6201 Maple St
Fare: Upscale American Bar
Cost: $50 total for 2 drinks, 2 apps and 2 meals.
Reservations: Not taken. Seat yourself. Ample seating options if you arrive early, but fills up fast.
Greetings Eaters and Readers!
Back in our comfort zone of good ole Omaha after our KC, MO escapades, it was my turn to pick. I thought I had decided on a steakhouse because, well … Omaha’s historied love affair with all things beef. But right before pulling the trigger, I stumbled upon an article about 1912, which established itself as a beer-lovers paradise before morphing into a beer and kitchen destination in the always popular Benson neighborhood. I met Jaclyn there on a recent Tuesday after work and we both immediately commented that as Benson outsiders (Jac lives in West O and I’m in Bellevue) we love the walkable, ambling feel to the neighborhood. Even walking from our respective parking spots to the restaurant, and on a grey pre-evening March day, the Benson air still had the palpable charge that keeps it fixed in conversations about Omaha’s trendiest neighborhoods.
As we settled in, our eyes swept over the ambiance of 1912’s interior: giant Titanic headline replicas; exposed metal work; repurposed rustic wood tables; and, most charmingly, turn-of-the-century architectural features that peek out from corners, including bricked-in doorways or windows that once (in this writer’s imagination) held reflections of the patrons from centuries past.
Jaclyn arrived first and sipped on a raspberry ale, which was their rotating seasonal craft. Karina, our server, was kind enough to bring her a sample. And while not her preferred style of beer, Jaclyn cracked under social guilt and ordered a glass. Perhaps better suited for summertime, Founders Rubaeus Raspberry Ale is very sweet, but light and crisp.
Not pictured: My Michelob Ultra. We’re going out on a limb and hoping you know what those look like. My apologies for the uninspired beverage: trying to save myself a few carbs but still take in the evening with a beer, the Ultra did its job.
Having arrived during Happy Hour, these generously sized wings were $1/each and we were able to devour a couple of different sauces. Jaclyn is on a Sweet Chili kick and ordered hers accordingly. I ordered smoked jalapeño BBQ and while we enjoyed the taste of both, ultimately, we each preferred our own flavors. Hitting the table hot and tasty, we agreed we’d have the wings again on future visits.
Tapping into my desire for that taste of steakhouse, we split an order of Wagyu sliders from the starters menu. A popular option on menus throughout Omaha, the sliders came topped with Shadowbrook Farms goat cheese, pickled mustard seed and house-made tomato jam. Each bite was as flavorful as the last and we confirmed the desire to continue our tour of Wagyu tastings on future food adventures is mutual.

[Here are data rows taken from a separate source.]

Issue #2321, opened 2015-03-05
Confirm registration validation is working properly


craigh:
#1805 was closed without merging
#1804 removed all the old prototype files and didn't replace any code.
https://github.com/zikula/core/commit/2da396f15a64e745b94fb0826bec687becfd9b0d removed same from admin side since all the files were gone anyway

it is unknown if any JS validation is occurring before a user is created.

has anyone replaced the old js validation?

@phaidon @shefik @jusuff @Guite

craigh:
I checked on this a little. I found that PHP also validates the data so there appears to be no danger of double-registering the same username (for example) or other possible data-corruption.

The old `getRegistrationErrorsAction` method still exists in the ajax controller and could be used if needed. but nothing calls it at the moment.

@jusuff did you say you can look into re-activating ajax validation here or should we discuss another solution?

shefik:
Just add Webshim for the HTML5 validation, as a polyfill for browser support.

craigh:
I don't know anything about those technologies. A PR would be welcome!

Guite:
@shefik this is not about simple checks like mandatory fields. This issue is about extended validation, like username may not be already used, password must not be equal username, email address may not be already used, and so on.

shefik:
@Guite Webshim is still needed for browsers such as Safari on Mac, to add support for attributes such as "required". As an example, the attribute "required" works correctly on Chrome on Mac, and form does not submit via HTML5 validation.

https://github.com/aFarkas/webshim

craigh:
@shefik did your PR only add the library? Did you implement any part of the solution? When I asked for a PR, I assumed it would be understood that you would also do that.

shefik:
@craigh Yes, it only added the Webshim library for the moment, as well as some validation for the installer. I can submit another pull request to specifically address the registration/user forms. I've been going through much of the core in progression, so when I get fully past the installer tickets, I can move on to User and Profile mods, and so on.

craigh:
Feel free to submit many smaller PRs instead of one large one at the end. I would rather have smaller commits anyway

cmfcmf:
Make sure *not* to validate any hooks via Ajax, because this breaks certain modules (such as the Captcha module).

craigh:
> Yes, it only added the Webshim library for the moment, as well as some validation for the installer.

I'm not seeing any usage of this in the installer. can you be more specific where it was added?

craigh:
ping @shefik feedback requested ^^^

[...]

PR #2324, opened 2015-03-07
Adding Webshim to add polyfill for HTML5 form validation in browsers

shefik:
Adding Webshim to add polyfill for HTML5 form validation in browsers, such as adding support in Safari on Mac.

This corrects the installer.

| Q                 | A
| ----------------- | ---
| Bug fix?          | yes
| New feature?      | no
| BC breaks?        | no
| Deprecations?     | no
| Tests pass?       | yes
| Fixed tickets     | -
| Refs tickets      | https://github.com/zikula/core/issues/2321
| License           | MIT
| Doc PR            | -
| Changelog updated | no


shefik:
Note: webshim currently not available to install via composer, so it has been added to the directory "/javascript" instead.

craigh:
this is a very 'heavy' commit. 313 files? seems like a lot for what I think it is doing. can you explain more about the benefits of including this? what does it do?

shefik:
@craigh In this particular case, a browser such as Safari on Mac does not fully support the "required" attribute via HTML5 validation. Therefore, forms are able to be submitted without proper client validation. Webshim provides a variety of polyfills. For the installer, only the polyfills for "forms" is loaded. Even though only the polyfill for "forms" is needed for the installer, all other shims from the library are provided in the core, if developers need them for loading other polyfills, as desired.

Once this is pull request merged, other core modules that have forms can make similar use of proper HTML5 validation. So, it's not only a matter of supporting the "required" attribute cross-browser, but we will be able to properly support HTML5 validation, using attributes such as validation via regex and other valid attributes.

craigh:
:+1:

craigh:
ping @phaidon FYI

shefik:
I opened at ticket at the Webshim project, requesting support to be able to install via composer. In the meantime, the library is located at /javascript/js-webshim.

If a package for composer is made available, the library can be installed to /vendor later on.

https://github.com/aFarkas/webshim/issues/491

cmfcmf:
At least the whole dev folder could have been removed, no? This would probably lower the overall size a lot.

shefik:
@cmfcmf Then, the same can be said about all other libraries where we add both the minified and unminified versions. I would think we need to provide both. (But, have sites only link to the minified version for production use.)

PR #2316, opened 2015-03-05
Multilingual site title, description and meta tags

nmpetkov:
With this PR I'm trying to fix a long awaiting multilingual issue.

| Q                 | A
| ----------------- | ---
| Bug fix?          | no
| New feature?      | yes
| BC breaks?        | no
| Deprecations?     | no
| Tests pass?       | yes
| Fixed tickets     | #777, #519
| Refs tickets      | -
| License           | MIT
| Doc PR            | -
| Changelog updated | yes

Some pictures from the interface for entering multilingual items. This is of course subject to change, if sombody like to make better interface.

image

image

Please check changed files, to discuss if this is the best way to implement.

PR #2346, opened 2015-03-11
[1.3] Multilingual site title, description and meta tags

nmpetkov:
This PR is to make available this feature in 1.3 branch.

Once it is accepted and merged, a small PR I'll prepare to 1.4 branch, to coordinate versions of Settings module in both branches.

Changes are well tested both in upgrade and new installs of Zikula 1.3 branch.

| Q             | A
| ------------- | ---
| Bug fix?      | no
| New feature?  | yes
| BC breaks?    | no
| Deprecations? | no
| Tests pass?   | yes
| Fixed tickets | -
| 1.4 PR        | - #2316
| Refs tickets  | -
| License       | LGPLv3+
| Doc PR        | -

### DIFF
--- a/src/lib/i18n/ZLanguage.php
+++ b/src/lib/i18n/ZLanguage.php
@@ -156,6 +156,7 @@ class ZLanguage
         $this->detectLanguage();
         $this->validate();
         $this->fixLanguageToSession();
+        ModUtil::setupMultilingual();
         $this->setLocale($this->languageCode);
         $this->bindCoreDomain();
         $this->processErrors();
--- a/src/lib/util/ModUtil.php
+++ b/src/lib/util/ModUtil.php
@@ -120,6 +120,9 @@ class ModUtil
             }
          }
 
+         // Init multilingual variables here, just to have values, even with default site language (page language is set later)
+         self::setupMultilingual();
+
          // Pre-load the module variables array with empty arrays for known modules that
          // do not define any module variables to prevent unnecessary SQL queries to
          // the module_vars table.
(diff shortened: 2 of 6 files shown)


craigh:
I'm concerned about the versioning. ping @Guite 

we ran into this with another PR a few weeks ago, but I cannot remember who submitted it. If this PR changes the version of the module to 2.9.8 then is there also an upgrade routing in the 1.4 branch with the same version? The module should be continuous in versioning and not duplicate anything. This is part of why features are typically not added to bug-fix branches.

craigh:
to further elaborate, see [this line of code in the 1.4 branch of the settings module](https://github.com/zikula/core/blob/1.4/src/system/Zikula/Module/SettingsModule/SettingsModuleInstaller.php#L149). This line will never run if someone upgrades from 1.3.10 to 1.4.0 because they will already be at the higher version.

So this solution cannot work in my opinion.

nmpetkov:
@craigh My idea for this line of code (https://github.com/zikula/core/blob/1.4/src/system/Zikula/Module/SettingsModule/SettingsModuleInstaller.php#L149), is to move in front of ```case``` for version 2.9.8 (next one). This is safe, because will execute on upgrade from branch 1.3.

craigh:
closing due to versioning conflict. users requiring this feature will have to upgrade to 1.4

nmpetkov:
In fact, version change is only required for deleting variables. This is done in upgrade to Zikula 1.4.
To be clear, new PR is sent, #2358.

nmpetkov:
Remark: in  #2358 the versions both in Zikula 1.3 and 1.4 branch are not touched!

PR #2347, opened 2015-03-12
Settings module versioning

nmpetkov:
Related to:
[1.3] Multilingual site title, description and meta tags #2346

| Q                 | A
| ----------------- | ---
| Bug fix?          | no
| New feature?      | no
| BC breaks?        | no
| Deprecations?     | no
| Tests pass?       | yes
| Fixed tickets     | -
| Refs tickets      | - #2346
| License           | MIT
| Doc PR            | -
| Changelog updated | no

### DIFF
--- a/src/system/Zikula/Module/SettingsModule/SettingsModuleInstaller.php
+++ b/src/system/Zikula/Module/SettingsModule/SettingsModuleInstaller.php
@@ -146,9 +146,12 @@ class SettingsModuleInstaller extends \Zikula_AbstractInstaller
         // Upgrade dependent on old version number
         switch ($oldversion) {
             case '2.9.7':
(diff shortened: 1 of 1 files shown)


craigh:
this puts the module out of sync with itself compared to the old version in 1.3. the code is not all in the same sequence. The code that runs at v2.9.9 will run twice if upgrading from 1.3.10

nmpetkov:
Running code twice will not destroy entered multilingual data earlier (to check, second running will be here: https://github.com/zikula/core/blob/1.4/src/system/Zikula/Module/SettingsModule/SettingsModuleInstaller.php#L167).

It is also possible to move this code to ```case '2.9.7':```. If desired, it can be. If this PR is not acceptable from roadmap point of view, then PR can be closed, and the code can be used from those, who want this features soon, by manually change respective files.

craigh:
closing due to versioning conflict mentioned above.

PR #2372, opened 2015-03-26
View plugin moduleheader

nmpetkov:
This is last step in making easier to style module headers at one place - now with overriding moduleheader.tpl in system module Themes.

| Q                 | A
| ----------------- | ---
| Bug fix?          | no
| New feature?      | yes
| BC breaks?        | no
| Deprecations?     | no
| Tests pass?       | yes
| Fixed tickets     | -
| Refs tickets      | -
| License           | MIT
| Doc PR            | -
| Changelog updated | no

### DIFF
--- a/CHANGELOG-1.4.md
+++ b/CHANGELOG-1.4.md
@@ -119,3 +119,4 @@ Features:
 - Include Zikula/Wizard - a library to assist in multi-stage user interaction (used in installer)
 - Added multilingual support for site name, site description and site meta tags (#2316).
 - Added view plugin {langchange} for switching language, function with shorturls enabled (#2364)
+- Added view plugin {moduleheader} to unify module headers and make styling at one place - moduleheader.tpl (#2372).
--- a/src/lib/legacy/viewplugins/function.moduleheader.php
+++ b/src/lib/legacy/viewplugins/function.moduleheader.php
@@ -1,0 +1,82 @@
+<?php
+/**
+ * Zikula Application Framework
+ *
+ * Copyright Zikula Foundation 2011 - Zikula Application Framework
+ * @license GNU/LGPLv3 (or at your option, any later version).
+ * @package      Zikula_System_Modules
+ * @subpackage   Zikula_Admin
+ */
+
+
+/**
+ * Smarty function build module header in user content page.
+ *
+ * {moduleheader}
+ *
+ * Available parameters:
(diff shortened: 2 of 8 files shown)


craigh:
I'm not sure I'm following what you are doing here. Are you changing the way ALL modules should create their admin header? (no, I didn't really read the code that carefully yet). Could you please elaborate more on what this PR does? It looks like you are making major changes, but not to every module - should all of them be changed? Also, if this is major, it requires a changeling update.

craigh:
Also - some documentation in the developer docs would be required.

craigh:
I've just looked at the code a little more carefully. If I am understanding your intention, this PR is very incomplete. You are creating a 'new' way to create and render module headers for both the admin and the user side. If this is the case, then **every** /system module + Profile and Legal must be changed to be in compliance. Additionally, the documentation of the new way would be very important. (this would be added [here](https://github.com/zikula/core/blob/1.4/src/docs/en/dev/UPGRADE-1.4.0.md)).

but maybe I am misunderstanding. I look forward to more information.

Guite:
Maybe this is something for 1.4.1 ?

nmpetkov:
This PR simply move menu bar (```modulelinks``` plugin) and title band (title and eventually module image) at one place: ```moduleheader``` plugin. This is useful and I think obligatory, to be able to control in a easy way styling of module header - in user area, and in admin area. Particularly it is needed for making for example a bootstrap responsive theme, but not only.

In this PR I've handled with all core modules, which use ```{modulelinks}``` plugin. It was turned out, that they are two only: Search, and Users.

In fact changes are no so big, because in 1.4 branch in Users module {modulelinks} is already moved to ```Users/menu.tpl ```(I've just found a little bug, not from this PR, doubled menu bars, in ```passwordreminder.tpl``` and ```verifyregistration.tpl```, and I'm making additional commit for this just now).

And for Profile and Legal modules: There are pending PRs there, and if proposed changes to the core is accepted, then I'll make small PRs to implement new plugin in them.

craigh:
> It was turned out, that they are two only: Search, and Users.

how is this possible? Doesn't every module have an admin header?

nmpetkov:
Admin yes, but user header - only Search and Users modules.

nmpetkov:
This PR allows for a change of style in one place (one tpl file), but does not change the current style in any way.

PR #2375, opened 2015-03-28
Bootstrap theme overrides

nmpetkov:
| Q                 | A
| ----------------- | ---
| Bug fix?          | no
| New feature?      | no
| BC breaks?        | no
| Deprecations?     | no
| Tests pass?       | yes
| Fixed tickets     | -
| Refs tickets      | - #2372
| License           | MIT
| Doc PR            | -
| Changelog updated | no

Main purpose of this PR is to make example use of overriding introduced with  #2372 (```moduleheader``` plugin and template), but also is proposal for some theme overrides, to make Bootstrap theme in 1.4 more mobile-devices friendly.

I'm not sure what is purpose of Bootstrap theme, included in the package, but if it is to be used on mobile devices, @craigh, @Guite, you can consider merging this, or just discuss what to do.

I'll make some inline notes in commit. here bellow are two screenshots from my mobile phone, to illustrate the matter.

screenshot_2015-03-28-17-08-53

screenshot_2015-03-28-17-10-04

### DIFF
--- a/src/lib/legacy/viewplugins/function.modulelinks.php
+++ b/src/lib/legacy/viewplugins/function.modulelinks.php
@@ -241,7 +241,7 @@ function smarty_function_modulelinks($params, Zikula_View $view)
                 if (!empty($menuitem['icon'])) {
                     $icon = '<span class="fa fa-'.$menuitem['icon'].'"></span> ';
                 }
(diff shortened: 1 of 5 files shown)


craigh:
> I'm not sure what is purpose of Bootstrap theme, included in the package

me either. I was thinking maybe it should be eliminated? If not, then I guess any positive change is welcome. IIRC, it is based on Andreas08?

Issue #2376, opened 2015-03-28
installer does not allow full character set for ADMIN pwd


craigh:
installer does not allow full character set for ADMIN pwd - because the password is written to a yaml file temporarily, it cannot allow certain characters [without being escaped](http://symfony.com/doc/current/components/yaml/yaml_format.html)

> Strings containing any of the following characters must be quoted. Although you can use double quotes, for these characters it is more convenient to use single quotes, which avoids having to escape any backslash \:

> :, {, }, [, ], ,, &, *, #, ?, |, -, <, >, =, !, %, @, \`

so, form values must be quoted before stored in yaml file.

craigh:
for example, if I create the admin with the password `Bp(2%(!u%P%fT^J` then during the install process, that value is temporarily written to the `custom_parameters.yml` file but it is written without escaping it and the `!` character causes read errors.

I cannot figure out a way to force the Symfony Yaml component to quote the string so it is valid. if I add the quotes myself, then it triples or doubles them.

craigh:
ping @Guite ideas here?

Guite:
My idea would be removing `Zikula\Bundle\CoreBundle\YamlDumper` and using `Symfony\Component\Yaml\Dumper` instead.

craigh:
`Zikula\Bundle\CoreBundle\YamlDumper` uses the functionality of `Symfony\Component\Yaml\Dumper` through the `Symfony\Component\Yaml\Yaml` class.

PR #2379, opened 2015-03-29
encode parameters before writing to ensure values are 'safe'

craigh:
| Q                 | A
| ----------------- | ---
| Bug fix?          | yes
| New feature?      | no
| BC breaks?        | no
| Deprecations?     | no
| Tests pass?       | yes
| Fixed tickets     | #2376
| Refs tickets      | -
| License           | MIT
| Doc PR            | -
| Changelog updated | no

### DIFF
--- a/src/lib/Zikula/Bundle/CoreInstallerBundle/Controller/AjaxInstallController.php
+++ b/src/lib/Zikula/Bundle/CoreInstallerBundle/Controller/AjaxInstallController.php
@@ -231,7 +231,7 @@ class AjaxInstallController extends AbstractController
     private function updateAdmin()
     {
         $em = $this->container->get('doctrine.entitymanager');
-        $params = $this->yamlManager->getParameters();
+        $params = $this->decodeParameters($this->yamlManager->getParameters());
 
         // create the password hash
         $password = \UserUtil::getHashedPassword($params['password'], \UserUtil::getPasswordHashMethodCode(UsersConstant::DEFAULT_HASH_METHOD));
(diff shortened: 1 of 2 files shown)


craigh:
@shefik - this should fix the password problem.

@Guite or @cmfcmf - I would like your opinion on this. I don't know anything about base64 encoding, so don't know if that is a concern. The encoding isn't for anything other than making the string 'safe' so I doubt there is reason for concern, but wanted to know if you we ok with this before merging.

Guite:
Looks fine imho.

shefik:
@craigh I tested the code, and it fails with the following error:

```
Notice: unserialize(): Error at offset 2 of 6 bytes in /Users/shefik/Documents/SourceTree/Gorilla/shefik/Sources/MacroSyntax/src/lib/Zikula/Core/Doctrine/Entity/ExtensionVarEntity.php on line 81
```

The installation process successfully executes the AJAX. When I click the "Finish" button, the error is thrown.

I used this as the admin password:

```
ATB4n!uWh@f$*Se
```

Guite:
Maybe this relates to the admin email address which is saved as modvar, too.

craigh:
@shefik - please post the entire trace.

craigh:
I cannot reproduce the error using password `ATB4n!uWh@f$*Se`. I suspect that you entered a faulty email address or possibly did not use the correct branch?

I'm merging this.

shefik:
@craigh Confirmed. It is working correctly for me now. Installed Zikula 1.4.0 build 515.

Issue #2385, opened 2015-03-31
Duplicate values in module_vars table


nmpetkov:
The logic of ```ModUtil::setVar``` procedure allows to happen duplicate values for module and config variables. This is truth for both Zikula 1.3 and Zikula 1.4 branches.
Examples here:
#2382

Example for 1.3 branch:
```SELECT modname, name, COUNT( * )  FROM module_vars GROUP BY modname, name HAVING COUNT( * ) >1```
![image](https://cloud.githubusercontent.com/assets/628801/6928472/ef2c7068-d7fc-11e4-8520-4a2d34a5790d.png)

Also, logic in ```ModUtil::initCoreVars``` makes last one to override previous, and it makes impossible to edit this variables in the interface of the site.

**Comment by nmpetkov** [comment]
In 1.3 branch even if duplicates exists, they are ALL updated, as seen in this code fragment:
```
$where = "WHERE $cols[modname] = '" . DataUtil::formatForStore($modname) . "'
                         AND $cols[name] = '" . DataUtil::formatForStore($name) . "'";
$res = DBUtil::updateObject($obj, 'module_vars', $where);
```

In 1.4 branch is updated only FIRST ONE, as seen from the code:
```
$entity = $em->getRepository('Zikula\Core\Doctrine\Entity\ExtensionVarEntity')->findOneBy(array('modname' => $modname, 'name' => $name));
$entity->setValue($value);
```
(using ```findOneBy```)

craigh:
The issue in this case is not ensuring all duplicates are updated, but preventing a duplicate from being created in the first place. As I test this code, the condition you refer to is never reached. So, while *later* updates might be fixed by changing the code you reference, it doesn't fix the initial problem.

Issue #2382, opened 2015-03-31
Localisation settings: can not set different default language


nmpetkov:
How to reproduce:
1. Install one or two other languages (other then English).
2. Go to Settings, Localisation settings.
3. Try to change drop-down "Default language to use for this site".

In my case I can't change.

Analysis:
1. I checked in database, and it is changed, as seen in the picture below:
![image](https://cloud.githubusercontent.com/assets/628801/6919998/51d06780-d7c4-11e4-9dd4-b40e3bb5b193.png)
2. When the site is loaded, and I examine the variable, it is 'en':
![image](https://cloud.githubusercontent.com/assets/628801/6920059/ca9f091e-d7c4-11e4-99e0-1dc233e86500.png)
So, somehow the default language is not set in proper way.

System: New install, Zikula 1.4 build 515.

craigh:
the route is being translated but the strings are not being loaded from the translated catalog. This worked properly a week+ ago. grrrr...

craigh:
if I append `?lang=de` to my url, all the strings are properly translated and it appears to work, so this may be more simple than it appears.

nmpetkov:
I tis not connected to routes I think, just config variable ```language_i18n``` is loaded as 'en' in this line:
https://github.com/zikula/core/blob/1.4/src/lib/i18n/ZLanguage.php#L142
But in database the value is 'de' (for example, after trying to change default language - not by URL, but in settings).

craigh:
> https://github.com/zikula/core/blob/1.4/src/lib/i18n/ZLanguage.php#L142

that line loads from the DB and sets `en` as the default if it cannot load the value.

nmpetkov:
As I examine back trace, this is maybe first call to ```System::getVar```.
```
#0  ZLanguage->__construct() called at [/home/cmstory/public_html/zktest/lib/i18n/ZLanguage.php:181]
#1  ZLanguage::getInstance() called at [/home/cmstory/public_html/zktest/lib/i18n/ZLanguage.php:332]
#2  ZLanguage::getLanguageCode() called at [/home/cmstory/public_html/zktest/lib/util/ModUtil.php:151]
#3  ModUtil::setupMultilingual() called at [/home/cmstory/public_html/zktest/lib/util/ModUtil.php:131]
#4  ModUtil::initCoreVars() called at [/home/cmstory/public_html/zktest/lib/legacy/Zikula/Core.php:519]

```

nmpetkov:
[...]

PR #2386, opened 2015-04-01
Prevent duplicates in module_vars table

nmpetkov:
More robust handling with module and config variables when setting them.
See #2385, #2382.

| Q                 | A
| ----------------- | ---
| Bug fix?          | yes
| New feature?      | no
| BC breaks?        | no
| Deprecations?     | no
| Tests pass?       | yes
| Fixed tickets     | - #2385
| Refs tickets      | - #2385, #2382
| License           | MIT
| Doc PR            | -
| Changelog updated | no

### DIFF
--- a/src/lib/util/ModUtil.php
+++ b/src/lib/util/ModUtil.php
@@ -267,8 +267,8 @@ class ModUtil
         }
 
         $em = ServiceUtil::get('doctrine.entitymanager');
-        if (self::hasVar($modname, $name)) {
-            $entities = $em->getRepository('Zikula\Core\Doctrine\Entity\ExtensionVarEntity')->findBy(array('modname' => $modname, 'name' => $name));
+        $entities = $em->getRepository('Zikula\Core\Doctrine\Entity\ExtensionVarEntity')->findBy(array('modname' => $modname, 'name' => $name));
+        if (count($entities) > 0) {
             foreach($entities as $entity) {
                 // possible duplicates exist. update all (refs #2385)
                 $entity->setValue($value);


craigh:
please don't merge this yet.

craigh:
My concern with this PR is that it substantially changes how `ModUtil::setVar()` is done. The `hasVar()` method was added to prevent unneeded DB calls which this removes. Also, looking back at the commit history on this, there was at one time some major bugs which were introduced and then repaired by @rmburkhead in a rather major commit. I would hate to reintroduce anything like that - especially at this late time in the QA process (I'm hoping we can move to RC3 and Final ASAP).

I believe the two commits I made yesterday  (https://github.com/zikula/core/commit/c08ecae84e4e7f241363a865bfbde73381396fdd & https://github.com/zikula/core/commit/3a3a2fb5040dce05891b3582b42f4a08ffaf58b5) resolve the concerns well enough.

I would like @cmfcmf and @Guite opinions on this please.

Guite:
I agree with @craigh here. Don't know though whether we should close this PR or move it 2.0.0?

nmpetkov:
For me "DB calls" reason is strange. It is obvious, that if you what to SET a variable, then that means you what to make a query to database. And setting a variable (or variables) occurs mainly when editing in admin interface.
Also, it is principle in handling unique data in databases, to check them, before inserting them, otherwise, they have to have proper unique indexes.
If now is not the time for this issue, please move it to the future, but this is an issue at all.

craigh:
for the record, [this](https://github.com/zikula/core/commit/a1bce1d7648789b5af02762ac13fb7a7430eca05) is the commit by @rmburkhead that I was referring to.

@nmpetkov , I am somewhat persuaded by your argument. I wonder if, in addition to your changes here if we should simultaneously attempt to remove the duplicates?

As a matter of principal, I agree that setting a module var implies a DB call to update/insert.

nmpetkov:
OK, I'll be offline 4 days.

craigh:
the array should be updated with the new value also.

I may merge this and make the additional changes myself if I find the time.

@Guite - how do you feel about this after thinking about it for a while?

Guite:
I ran a few test selections on some production sites, but couldn't find any duplicates. So I think this is not a critical issue.
Either merge the proposed fix and any additions you imagine; or postpone the whole matter to 1.4.1 for detailing it after the 1.4 release.

PR #3837, opened 2017-10-30
No attr error

Kaik:
In case of an attribute with a $name does not exist return empty string.

| Q                 | A
| ----------------- | ---
| Bug fix?          | [yes]
| New feature?      | [no]
| BC breaks?        | no
| Deprecations?     | no
| Fixed tickets     | -
| Refs tickets      | -
| License           | MIT
| Changelog updated | [no]

## Description
Fix error that will occur in case of not existing attr.

## Todos
- [ ] Tests
- [ ] Documentation
- [x] Changelog

### DIFF
--- a/CHANGELOG-1.5.md
+++ b/CHANGELOG-1.5.md
@@ -7,6 +7,7 @@ CHANGELOG - ZIKULA 1.5.x
     - ?
 
  - Fixes:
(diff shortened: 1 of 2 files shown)


Guite:
Please add a changelog entry.

PR #3882, opened 2018-01-01
Translatable fallback

Guite:
| Q                 | A
| ----------------- | ---
| Bug fix?          | yes
| New feature?      | no
| BC breaks?        | no
| Deprecations?     | no
| Fixed tickets     | -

For my main course, I ordered the Cobb Salad with chicken – both as an attempt to pick a healthier option and to try something different (see: anything else outside the normal bar offerings). The plate was full with juicy, crispy fried chicken slices, mixed seasonal greens, farm fresh egg, bacon, scallions, avocado, bleu cheese crumbles, balsamic vinaigrette and green goddess dressings, both on the side. (I couldn’t choose so I didn’t.) Honestly, the ONLY thing I didn’t like about the salad was how I struggled to navigate the overflowing plate. This is a good problem to have – I know – but it’s hard to mix ALL the ingredients and help the dressing cover some ground when things are falling off the side of the plate. (Please don’t think I’m not seriously considering bringing my own giant mixing bowl for future salads now that I’ve had this problem twice in a row at different restaurants.)
Jaclyn’s Pulled Pork Nachos were, in her honest opinion, pretty bland. These came topped with smoked pulled pork, crispy tortilla chips, frijoles borrachos, pico de gallo, lime crema and black jack cheese. Expecting these flavors to pack a punch, she was underwhelmed with the result.
Overall, I had the nagging desire to have a 45 degree angle fork. Not all the way up and not fully sideways. But the reasons behind those feelings had little to do with 1912’s execution and more to do with a) my increasingly passionate feelings about salad plate sizes and b) feeling bad that Jac was underwhelmed with her nachos. Ultimately, and to be fair, I knew I couldn’t let her experience color my rating. Realizing I enjoyed every thing that went into my mouth – I went with a fork up. Going back to 1912 is a definite for this lady.
Jaclyn’s fork rating also hovered evenly between sideways and up. But since we don’t have such a rating on our scale, she decided to tilt it sideways. To get a fork up, she needs to be wowed on all fronts. Overall, she knows it’s a pretty good joint — and she’d go back for the wings and sliders. However, the disappointing nachos warrant a total rating of fork sideways.